YOUR GOAL. Where the string "createFromBase" occurs in the material below, report the whole line.

RECORDS.
PR #42457, opened 2022-05-20
[9.x]  Add method to make instance of Illuminate\Http\Request for testing

mehdirajabi59:
Sometimes maybe you should pass instance of request to test any class such as middleware. This PR adds a method for make instance of  `Illuminate\Http\Request` to inject any class.

**Before This PR** : 

```
$middleware = app(UserBannedMiddleware::class);

$request = Request::createFromBase(SymfonyRequest::create(
            '/panel',
            'GET',
        ));

$response = $middleware->handle(
            $request,
            fn () => new Response()
);
```

**After this PR**

```
$middleware = app(UserBannedMiddleware::class);

  $response = $middleware->handle(
            $this->createRequest('/panel', 'GET'),
            fn () => new Response()
);
```

**Method signature :**

```
createRequest(string $uri, string $method = 'GET', array $parameters = [], array $cookies = [], array $files = [], array $server = [], $content = null): Request
```

### DIFF
--- a/src/Illuminate/Foundation/Testing/Concerns/MakesHttpRequests.php
+++ b/src/Illuminate/Foundation/Testing/Concerns/MakesHttpRequests.php
@@ -666,4 +666,31 @@ trait MakesHttpRequests
             );
         });
     }
+
+    /**
+     * Create the request instance.
+     *
+     * @param  string  $uri  The URI
+     * @param  string  $method  The HTTP method
+     * @param  array  $parameters  The query (GET) or request (POST) parameters
+     * @param  array  $cookies  The request cookies ($_COOKIE)
+     * @param  array  $files  The request files ($_FILES)
+     * @param  array  $server  The server parameters ($_SERVER)
+     * @param  string|resource|null  $content  The raw body data
+     * @return Illuminate\Http\Request
+     */
+    protected function createRequest(string $uri, string $method = 'GET', array $parameters = [], array $cookies = [], array $files = [], array $server = [], $content = null): Request
+    {
+        $symfonyRequest = SymfonyRequest::create(
+            $uri,
+            $method,
+            $parameters,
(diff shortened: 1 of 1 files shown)


crynobone:
Why `Request::createFromBase()` and not just `Request::create()`?

johanrosenson:
Just an idea:

Instead of adding this to `MakesHttpRequests.php`, it could be added to `Illuminate\Http\Request` instead and override the `Symfony Request create` method.

This would make it a breaking change and force the PR to be targeting 10.x instead, but I feel it's a longterm better solution.

Then you could always easily create a custom request by doing `Request::create()`, you can already do this today, but it will give you a base request (Symfony Request)

But with this change in 10.x it would give you a Laravel Request instead.

It would replace this code you have to write today to achieve the same result:

```
Request::createFromBase(
    SymfonyRequest::create(...),
);
```

johanrosenson:
> Why `Request::createFromBase()` and not just `Request::create()`?
> 
> Following should already working:
> 
> ```
> $middleware = app(UserBannedMiddleware::class);
> 
> $response = $middleware->handle(
>     Request::create('/panel', 'GET'),
>     fn () => new Response()
> );
> ```

I guess because that would create a Symfony Request and not a Laravel request.

crynobone:
> I guess because that would create a Symfony Request and not a Laravel request.

Have you tried it?


image

johanrosenson:
> > I guess because that would create a Symfony Request and not a Laravel request.
> 
> Have you tried it?
> 
> image

wow, mind blown! Thanks!

I just checked the code in Symfony\Request now and it uses `return new static` to create the new Request, this invalidates my whole comment above and i can stop doing this now:

```
Request::createFromBase(
    SymfonyRequest::create(...),
);
```

^^ not needed :)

RESPONSE FOR THIS EXERCISE.
$request = Request::createFromBase(SymfonyRequest::create(
Why `Request::createFromBase()` and not just `Request::create()`?
Request::createFromBase(
> Why `Request::createFromBase()` and not just `Request::create()`?
Request::createFromBase(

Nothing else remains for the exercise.